Roald Dahl's Marvellous Medicine
| Author | Tom Solomon |
|---|---|
| Language | English |
| Published | 2016 |
| Publisher | Liverpool University Press |
| Publication place | UK |
| Pages | 250 |
| ISBN | 978-1-78138-339-1 |
Roald Dahl's Marvellous Medicine is a book by British professor of neurology Tom Solomon, published in 2016 by Liverpool University Press. In it is detailed the extent to which medicine affected the life of British children's writer Roald Dahl, and reveals several connections between those experiences and what he wrote in his books.
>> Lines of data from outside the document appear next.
PR #500, opened 2020-04-15
Fixes #29541: Use Facter 4 in testing

ehelms:
Depends on https://github.com/voxpupuli/librarian/pull/10

I included the git path for now to test that this works.

### DIFF
--- a/.travis.yml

Solomon was a newly qualified physician at the John Radcliffe Hospital, Oxford, in 1990 when he came to care for Dahl, then terminally ill with leukaemia. The book is based on Solomon's recollections of their conversations. In it are details of the extent to which medicine affected Dahl's life, including his involvement in developing the Wade-Dahl-Till valve he helped create to treat the hydrocephalus his son Theo suffered after a severe head injury, the death of Olivia Dahl, stroke rehabilitation, and Dahl's measles vaccination letter of 1986 which he wrote in response to ongoing cases of measles in the United Kingdom at that time despite the introduction of an effective measles vaccine. It includes how the mixed up words of The BFG were possibly inspired by the language his first wife, Patricia Neal, used following her stroke.
A review of the book in the British Society of Literature and Science commended the book as an engaging and inspiring read that appeals to both scholars in medical humanities and general audiences. It stresses that storytelling, in all its forms, is crucial for diagnosis and fostering empathy. As in the Australasian Journal of Neuroscience it too described the writing as having a "wandering" narrative style, indicating that the timeline may be confusing for those unfamiliar with Dahl's life. The Lancet's review noted that although many people recognised Dahl's characters like oompa-loompas, they were generally unaware of his contributions to medicine, and Solomon's book filled that knowledge gap.